TRY IT
Repeat the data below in full and exactly.

MATERIALS PROVIDED
PR #555, opened 2022-02-28
Final naming of DataType.uniqueID

robinschmid:
Those IDs should be as short as possible while still understood by most without much thinking. We will use them as column headers in the CSV export and in the project export. So they should not change after we release for good.

fwhm, ccs, ... should be okay to abbreviate in my view

### DIFF
--- a/src/main/java/io/github/mzmine/datamodel/features/types/annotations/iin/IonAdductType.java
+++ b/src/main/java/io/github/mzmine/datamodel/features/types/annotations/iin/IonAdductType.java
@@ -1,5 +1,5 @@
 /*
- * Copyright 2006-2020 The MZmine Development Team
+ * Copyright 2006-2021 The MZmine Development Team
  *
  * This file is part of MZmine.
  *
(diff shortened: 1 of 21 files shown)


src/main/java/io/github/mzmine/datamodel/features/types/annotations/iin/IonAdductType.java
```diff
@@ -52,7 +53,7 @@ public String fromString(String s) {
   @Override
   public final String getUniqueID() {
     // Never change the ID for compatibility during saving/loading of type
-    return "ion_adduct";
+    return "adduct";
```
SteffenHeu, line 56: duplicate!

src/main/java/io/github/mzmine/datamodel/features/types/annotations/iin/IonTypeType.java
```diff
@@ -41,7 +41,7 @@
 
   @Override
   public @NotNull String getUniqueID() {
-    return "ion_type_type";
+    return "adduct";
```
SteffenHeu, line 44: duplicate!

SteffenHeu (changes requested):

src/main/java/io/github/mzmine/datamodel/features/types/annotations/iin/IonAdductType.java
robinschmid: is again ion_adduct

src/main/java/io/github/mzmine/datamodel/features/types/annotations/iin/IonTypeType.java
robinschmid: stayed "adduct" 
This is the one we are going to see most

src/main/java/io/github/mzmine/datamodel/features/types/annotations/iin/IonAdductType.java
SteffenHeu: ok 👍 Maybe annotate this with `@Deprecated` so it's not used anymore.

SOLUTION BELOW
PR #555, opened 2022-02-28
Final naming of DataType.uniqueID

robinschmid:
Those IDs should be as short as possible while still understood by most without much thinking. We will use them as column headers in the CSV export and in the project export. So they should not change after we release for good.

fwhm, ccs, ... should be okay to abbreviate in my view

### DIFF
--- a/src/main/java/io/github/mzmine/datamodel/features/types/annotations/iin/IonAdductType.java
+++ b/src/main/java/io/github/mzmine/datamodel/features/types/annotations/iin/IonAdductType.java
@@ -1,5 +1,5 @@
 /*
- * Copyright 2006-2020 The MZmine Development Team
+ * Copyright 2006-2021 The MZmine Development Team
  *
  * This file is part of MZmine.
  *
(diff shortened: 1 of 21 files shown)


src/main/java/io/github/mzmine/datamodel/features/types/annotations/iin/IonAdductType.java
```diff
@@ -52,7 +53,7 @@ public String fromString(String s) {
   @Override
   public final String getUniqueID() {
     // Never change the ID for compatibility during saving/loading of type
-    return "ion_adduct";
+    return "adduct";
```
SteffenHeu, line 56: duplicate!

src/main/java/io/github/mzmine/datamodel/features/types/annotations/iin/IonTypeType.java
```diff
@@ -41,7 +41,7 @@
 
   @Override
   public @NotNull String getUniqueID() {
-    return "ion_type_type";
+    return "adduct";
```
SteffenHeu, line 44: duplicate!

SteffenHeu (changes requested):

src/main/java/io/github/mzmine/datamodel/features/types/annotations/iin/IonAdductType.java
robinschmid: is again ion_adduct

src/main/java/io/github/mzmine/datamodel/features/types/annotations/iin/IonTypeType.java
robinschmid: stayed "adduct" 
This is the one we are going to see most

src/main/java/io/github/mzmine/datamodel/features/types/annotations/iin/IonAdductType.java
SteffenHeu: ok 👍 Maybe annotate this with `@Deprecated` so it's not used anymore.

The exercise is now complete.